Beendet wird der Erprobungsbetrieb Mitte April 2008. Im Anschluss an den Erprobungsbetrieb schreiben die Gutachter für die Technische Aufsichtsbehörde (TAB) bei der Regierung von Mittelfranken die abschließenden Stellungnahmen. Nach Prüfung der Unterlagen und der Stellungnahmen steht dann die endgültige Freigabe des automatisierten U-Bahn-Systems durch die TAB an. Derzeit erstellen TAB, Gutachter und die Projektteams von Siemens und der VAG den exakten Zeitplan für die letzten Wochen vor der offiziellen Eröffnung. Je nachdem wie lange der Begutachtungs- und Freigabeprozess dauert, wird die VAG die so genannte stufenweise Inbetriebnahme der U3 mit Fahrgästen noch vor der offiziellen Eröffnung terminieren. Dieser Termin steht inzwischen fest. Die U3 wird am Samstag, 14. Juni 2008 endgültig für den Fahrgastbetrieb freigegeben.
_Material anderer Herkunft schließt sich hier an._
PR #346, opened 2026-06-30
Fix AsListener not recognized when event implements ShouldDispatchAfterCommit

### LINKED ISSUE #345: AsListener breaks when event implements ShouldDispatchAfterCommit inside a database transaction
## Description

When an event implements `ShouldDispatchAfterCommit` and is dispatched inside an active database transaction, actions registered as listeners are called incorrectly: the `ListenerDecorator` is not applied, and Laravel calls `handle()` directly with the raw event object instead of using the action's `asListener()` method (or resolving typed dependencies via `handle()`).

## Root Cause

Am 15. Juni wird dann der Fahrplan umgestellt. Für die offizielle Eröffnung haben inzwischen als Vertreter der Bundesregierung der Bundesminister für Verkehr, Bau und Stadtentwicklung, Wolfgang Tiefensee, sowie als Vertreter des Landes der Bayerische Staatsminister für Bundes- und Europaangelegenheiten, Markus Söder, zugesagt. Zur offiziellen Eröffnung wird es in jedem Fall kostenlose Fahrten mit der automatischen U-Bahn zwischen den U-Bahnhöfen Maxfeld und Gustav-Adolf-Straße geben. An beiden Endbahnhöfen der U3 sind Bürgerfeste geplant.

Aktueller Projektstand
Ziel des mindestens dreimonatigen Erprobungsbetriebs ist es sicherzustellen, dass das System und dessen Bedienung reibungslos funktionieren. Der Fokus liegt dabei also nicht mehr alleine auf dem System an sich, sondern verstärkt auf den betrieblichen Abläufen und den Personen, die das System bedienen. Intensive Schulungen und Trainings sind vorausgegangen, laufen aber weiterhin parallel, soweit sich Bedarf ergibt.
Mit Blick auf das Gesamtsystem stehen während des Erprobungsbetriebes die Stabilität und Verfügbarkeit auf dem Prüfstand. Das gesamte System wird noch einmal unter die Lupe genommen, alle Abläufe noch einmal durchgespielt und durchleuchtet. Zentrale Frage: Reagieren alle Systeme, ob in der Leitstelle, entlang der Strecke oder im Zug so, wie sie es sollen? Es folgen zudem präzise Messungen zur Verfügbarkeit sowie, daraus resultierend, laufend Optimierungen am Gesamtsystem. Auch die Bedienbarkeit wird auf Basis der aktuellen Erfahrungswerte noch weiter verbessert. Letztendlich soll das Gesamtsystem sicher sein, aber auch gewährleistet werden, dass die Züge in der Regel fahren, also nur stehen, wenn dies tatsächlich geboten ist.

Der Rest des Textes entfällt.